─── Data for analysis

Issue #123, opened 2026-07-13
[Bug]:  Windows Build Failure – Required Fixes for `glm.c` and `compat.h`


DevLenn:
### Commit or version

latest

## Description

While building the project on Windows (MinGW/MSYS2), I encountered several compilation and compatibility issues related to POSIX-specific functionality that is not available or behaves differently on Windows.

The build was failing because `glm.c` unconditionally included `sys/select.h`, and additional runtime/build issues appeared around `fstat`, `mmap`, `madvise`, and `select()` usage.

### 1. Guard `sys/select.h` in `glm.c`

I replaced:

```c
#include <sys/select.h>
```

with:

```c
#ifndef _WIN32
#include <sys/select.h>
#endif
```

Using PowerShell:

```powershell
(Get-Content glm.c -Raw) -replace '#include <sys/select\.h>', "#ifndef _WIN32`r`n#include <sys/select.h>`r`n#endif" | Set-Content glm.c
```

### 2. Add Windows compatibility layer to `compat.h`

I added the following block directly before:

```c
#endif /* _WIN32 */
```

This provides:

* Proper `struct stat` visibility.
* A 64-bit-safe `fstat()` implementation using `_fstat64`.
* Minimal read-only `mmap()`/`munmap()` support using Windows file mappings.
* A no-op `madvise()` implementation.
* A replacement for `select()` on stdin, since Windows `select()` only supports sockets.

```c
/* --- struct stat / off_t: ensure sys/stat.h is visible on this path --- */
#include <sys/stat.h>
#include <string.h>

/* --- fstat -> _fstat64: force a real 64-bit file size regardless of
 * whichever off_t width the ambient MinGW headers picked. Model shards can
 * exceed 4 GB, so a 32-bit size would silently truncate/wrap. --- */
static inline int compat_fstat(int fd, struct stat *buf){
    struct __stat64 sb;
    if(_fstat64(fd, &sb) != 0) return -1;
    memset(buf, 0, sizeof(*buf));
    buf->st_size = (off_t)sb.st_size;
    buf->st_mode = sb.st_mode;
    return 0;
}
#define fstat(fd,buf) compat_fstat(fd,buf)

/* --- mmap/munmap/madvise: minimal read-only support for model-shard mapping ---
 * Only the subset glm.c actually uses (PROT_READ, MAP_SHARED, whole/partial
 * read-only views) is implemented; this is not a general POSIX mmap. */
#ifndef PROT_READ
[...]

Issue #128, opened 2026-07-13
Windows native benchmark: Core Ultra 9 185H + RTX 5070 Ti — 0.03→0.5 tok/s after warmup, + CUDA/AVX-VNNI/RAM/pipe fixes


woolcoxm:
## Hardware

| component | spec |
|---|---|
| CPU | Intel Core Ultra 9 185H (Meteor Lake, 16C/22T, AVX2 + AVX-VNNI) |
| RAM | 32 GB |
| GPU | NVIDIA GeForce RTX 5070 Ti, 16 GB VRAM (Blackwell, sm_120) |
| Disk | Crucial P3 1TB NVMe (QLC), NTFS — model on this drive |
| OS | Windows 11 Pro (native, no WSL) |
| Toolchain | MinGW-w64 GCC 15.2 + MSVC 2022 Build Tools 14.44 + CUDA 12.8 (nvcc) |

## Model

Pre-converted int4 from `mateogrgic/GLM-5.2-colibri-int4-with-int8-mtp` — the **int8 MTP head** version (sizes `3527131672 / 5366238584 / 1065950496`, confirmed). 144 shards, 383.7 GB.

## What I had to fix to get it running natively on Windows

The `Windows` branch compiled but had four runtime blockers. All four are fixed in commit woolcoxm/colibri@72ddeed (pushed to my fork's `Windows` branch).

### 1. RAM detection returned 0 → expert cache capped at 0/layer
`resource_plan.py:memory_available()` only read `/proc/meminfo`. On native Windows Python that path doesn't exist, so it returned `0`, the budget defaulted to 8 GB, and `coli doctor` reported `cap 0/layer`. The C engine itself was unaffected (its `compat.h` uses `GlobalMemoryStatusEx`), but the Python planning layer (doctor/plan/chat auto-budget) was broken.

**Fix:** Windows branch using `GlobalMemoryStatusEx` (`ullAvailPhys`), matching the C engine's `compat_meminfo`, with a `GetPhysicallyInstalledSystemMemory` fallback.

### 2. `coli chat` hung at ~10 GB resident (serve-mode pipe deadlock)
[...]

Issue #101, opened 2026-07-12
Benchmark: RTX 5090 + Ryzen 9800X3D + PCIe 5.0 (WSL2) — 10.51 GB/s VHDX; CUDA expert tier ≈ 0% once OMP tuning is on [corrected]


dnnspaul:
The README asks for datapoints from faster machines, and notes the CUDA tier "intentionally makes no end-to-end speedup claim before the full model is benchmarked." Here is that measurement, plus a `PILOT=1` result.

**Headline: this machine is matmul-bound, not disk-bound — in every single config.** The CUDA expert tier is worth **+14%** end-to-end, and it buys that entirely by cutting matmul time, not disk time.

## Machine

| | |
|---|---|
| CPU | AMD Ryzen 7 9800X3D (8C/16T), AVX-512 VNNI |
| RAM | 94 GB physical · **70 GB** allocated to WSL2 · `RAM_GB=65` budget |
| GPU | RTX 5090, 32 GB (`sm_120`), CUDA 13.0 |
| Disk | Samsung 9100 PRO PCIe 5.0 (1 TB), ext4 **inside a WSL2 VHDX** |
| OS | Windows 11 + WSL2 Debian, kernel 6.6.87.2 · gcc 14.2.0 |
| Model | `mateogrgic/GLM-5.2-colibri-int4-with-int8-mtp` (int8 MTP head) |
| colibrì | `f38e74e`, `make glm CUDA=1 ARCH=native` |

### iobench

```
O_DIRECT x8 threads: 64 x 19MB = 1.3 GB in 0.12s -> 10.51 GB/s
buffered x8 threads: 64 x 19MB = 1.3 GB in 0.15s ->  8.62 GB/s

──────

### What you are asked to do
The entire listing is to be retyped exactly.

### Final answer
Issue #123, opened 2026-07-13
[Bug]:  Windows Build Failure – Required Fixes for `glm.c` and `compat.h`


DevLenn:
### Commit or version

latest

## Description

While building the project on Windows (MinGW/MSYS2), I encountered several compilation and compatibility issues related to POSIX-specific functionality that is not available or behaves differently on Windows.

The build was failing because `glm.c` unconditionally included `sys/select.h`, and additional runtime/build issues appeared around `fstat`, `mmap`, `madvise`, and `select()` usage.

### 1. Guard `sys/select.h` in `glm.c`

I replaced:

```c
#include <sys/select.h>
```

with:

```c
#ifndef _WIN32
#include <sys/select.h>
#endif
```

Using PowerShell:

```powershell
(Get-Content glm.c -Raw) -replace '#include <sys/select\.h>', "#ifndef _WIN32`r`n#include <sys/select.h>`r`n#endif" | Set-Content glm.c
```

### 2. Add Windows compatibility layer to `compat.h`

I added the following block directly before:

```c
#endif /* _WIN32 */
```

This provides:

* Proper `struct stat` visibility.
* A 64-bit-safe `fstat()` implementation using `_fstat64`.
* Minimal read-only `mmap()`/`munmap()` support using Windows file mappings.
* A no-op `madvise()` implementation.
* A replacement for `select()` on stdin, since Windows `select()` only supports sockets.

```c
/* --- struct stat / off_t: ensure sys/stat.h is visible on this path --- */
#include <sys/stat.h>
#include <string.h>

/* --- fstat -> _fstat64: force a real 64-bit file size regardless of
 * whichever off_t width the ambient MinGW headers picked. Model shards can
 * exceed 4 GB, so a 32-bit size would silently truncate/wrap. --- */
static inline int compat_fstat(int fd, struct stat *buf){
    struct __stat64 sb;
    if(_fstat64(fd, &sb) != 0) return -1;
    memset(buf, 0, sizeof(*buf));
    buf->st_size = (off_t)sb.st_size;
    buf->st_mode = sb.st_mode;
    return 0;
}
#define fstat(fd,buf) compat_fstat(fd,buf)

/* --- mmap/munmap/madvise: minimal read-only support for model-shard mapping ---
 * Only the subset glm.c actually uses (PROT_READ, MAP_SHARED, whole/partial
 * read-only views) is implemented; this is not a general POSIX mmap. */
#ifndef PROT_READ
[...]

Issue #128, opened 2026-07-13
Windows native benchmark: Core Ultra 9 185H + RTX 5070 Ti — 0.03→0.5 tok/s after warmup, + CUDA/AVX-VNNI/RAM/pipe fixes


woolcoxm:
## Hardware

| component | spec |
|---|---|
| CPU | Intel Core Ultra 9 185H (Meteor Lake, 16C/22T, AVX2 + AVX-VNNI) |
| RAM | 32 GB |
| GPU | NVIDIA GeForce RTX 5070 Ti, 16 GB VRAM (Blackwell, sm_120) |
| Disk | Crucial P3 1TB NVMe (QLC), NTFS — model on this drive |
| OS | Windows 11 Pro (native, no WSL) |
| Toolchain | MinGW-w64 GCC 15.2 + MSVC 2022 Build Tools 14.44 + CUDA 12.8 (nvcc) |

## Model

Pre-converted int4 from `mateogrgic/GLM-5.2-colibri-int4-with-int8-mtp` — the **int8 MTP head** version (sizes `3527131672 / 5366238584 / 1065950496`, confirmed). 144 shards, 383.7 GB.

## What I had to fix to get it running natively on Windows

The `Windows` branch compiled but had four runtime blockers. All four are fixed in commit woolcoxm/colibri@72ddeed (pushed to my fork's `Windows` branch).

### 1. RAM detection returned 0 → expert cache capped at 0/layer
`resource_plan.py:memory_available()` only read `/proc/meminfo`. On native Windows Python that path doesn't exist, so it returned `0`, the budget defaulted to 8 GB, and `coli doctor` reported `cap 0/layer`. The C engine itself was unaffected (its `compat.h` uses `GlobalMemoryStatusEx`), but the Python planning layer (doctor/plan/chat auto-budget) was broken.

**Fix:** Windows branch using `GlobalMemoryStatusEx` (`ullAvailPhys`), matching the C engine's `compat_meminfo`, with a `GetPhysicallyInstalledSystemMemory` fallback.

### 2. `coli chat` hung at ~10 GB resident (serve-mode pipe deadlock)
[...]

Issue #101, opened 2026-07-12
Benchmark: RTX 5090 + Ryzen 9800X3D + PCIe 5.0 (WSL2) — 10.51 GB/s VHDX; CUDA expert tier ≈ 0% once OMP tuning is on [corrected]


dnnspaul:
The README asks for datapoints from faster machines, and notes the CUDA tier "intentionally makes no end-to-end speedup claim before the full model is benchmarked." Here is that measurement, plus a `PILOT=1` result.

**Headline: this machine is matmul-bound, not disk-bound — in every single config.** The CUDA expert tier is worth **+14%** end-to-end, and it buys that entirely by cutting matmul time, not disk time.

## Machine

| | |
|---|---|
| CPU | AMD Ryzen 7 9800X3D (8C/16T), AVX-512 VNNI |
| RAM | 94 GB physical · **70 GB** allocated to WSL2 · `RAM_GB=65` budget |
| GPU | RTX 5090, 32 GB (`sm_120`), CUDA 13.0 |
| Disk | Samsung 9100 PRO PCIe 5.0 (1 TB), ext4 **inside a WSL2 VHDX** |
| OS | Windows 11 + WSL2 Debian, kernel 6.6.87.2 · gcc 14.2.0 |
| Model | `mateogrgic/GLM-5.2-colibri-int4-with-int8-mtp` (int8 MTP head) |
| colibrì | `f38e74e`, `make glm CUDA=1 ARCH=native` |

### iobench

```
O_DIRECT x8 threads: 64 x 19MB = 1.3 GB in 0.12s -> 10.51 GB/s
buffered x8 threads: 64 x 19MB = 1.3 GB in 0.15s ->  8.62 GB/s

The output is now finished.